Acquisitions have become a regular occurrence in the gaming industry, with the frequency of major purchases only increasing over the last several years. This includes a $68.7 billion deal from Microsoft to acquire Activision Blizzard on Jan. 18—something that has become the focal point of a larger conversation around the health and competitiveness of the industry.
Since the deal was first announced, many voices within gaming have spoken up about how this deal could cause harm to the industry as a whole, with Sony one of the loudest in voicing this opinion.
But, Microsoft is doing everything it can to get a specific message across with this deal—reinforcing it is a good thing and that, as gamers, if this deal goes through “we all win.” And, to help push that, a new website dedicated to Microsoft’s vision for the deal is now live, including a compilation of statements, infographics, and more.
The page is titled headlined by a big header of “Our vision for gaming: More choice and more games for people everywhere,” with a good portion of the content working to assure fans, and likely any company or reviewing body this resource is shared with, that it won’t limit AB games to Xbox platforms.
Mention of giving players a choice in where they want to buy their games, making more titles available on multiple platforms, and helping developers in several ways are all shared with a distinct focus on Call of Duty, PlayStation, and the mobile market.
It appears Microsoft’s core goal now is to double down on what it has been saying since February; the company wants to use this deal as a springboard to invest in innovation that will end up bringing games to more people across more platforms—listing PlayStation, Nintendo, and mobile as the core areas of growth.

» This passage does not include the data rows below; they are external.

PR #4411, opened 2021-06-23
Directly require() PrairieLib files instead of using it as a package

mwest1066:
Now that PrairieLib is directly in the monorepo, this PR changes all files to directly `require()` files from `./prairielib/` rather than using them via the `@prairielearn/prairielib` package.

The conversion here is done by creating the script `tools/replace_prairielib_paths.py` and then running it. The script itself does all the conversions to other files.

The advantage of using PrairieLib files directly is that:
1. The full test-suite checks any changes to PrairieLib.
2. We can make a simultaneous change to PrairieLib and PrairieLearn and test both changes together. This is used in PR #4412, which changes how SQL stored procedures are run.


nwalters512 (approved):
Time is a flat circle 😛 it's only a matter of time before this all ends up back in `/lib`!

Took a quick skim through, this all looks correct, and the passing CI gives me confidence to approve.

mwest1066:
> Time is a flat circle 😛 it's only a matter of time before this all ends up back in `/lib`!

It's the external monolith/micro-services tradeoff!

> Took a quick skim through, this all looks correct, and the passing CI gives me confidence to approve.

Thanks!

Sony has been one of if not the most vocal company protesting this acquisition, with VGC most recently reporting that PlayStation Sony Interactive Entertainment CEO Jim Ryan flew to Brussels to discuss the deal with European Union regulators amidst ongoing investigations. This mostly centers around the ongoing ideal that Microsoft gaining control of AB’s large array of IP like CoD may have “major negative implications for gamers and the future of the gaming industry.”
And, while Microsoft continues to position itself by saying it wants to bring the same version of CoD to PlayStation at the same time as Xbox if the deal goes through, the question of eventual console exclusivity is still a subject of scrutiny.
As for the Nintendo section, Microsoft has only stated it wants to potentially bring more titles to the Japanese developer’s devices in the future, such as CoD.
Mobile is the other big area where Microsoft has focused its messaging, noting that the AB acquisition will allow the company to expand its alternative offerings to the mobile gaming audience where “a couple of big players dominate.” This would be done through development specifically for mobile and the use of Xbox’s cloud game streaming technology.
We could still be waiting a while for the U.S. Federal Trade Commission, U.K.’s Competition and Markets Authority, and other European regulators to finish their investigations into the deal and if it will “result in a substantial lessening of competition” within the gaming market.
And for all Microsoft claims it wants to “enable world-class content to reach every gamer more easily across every platform,” this is still a business at the end of the day.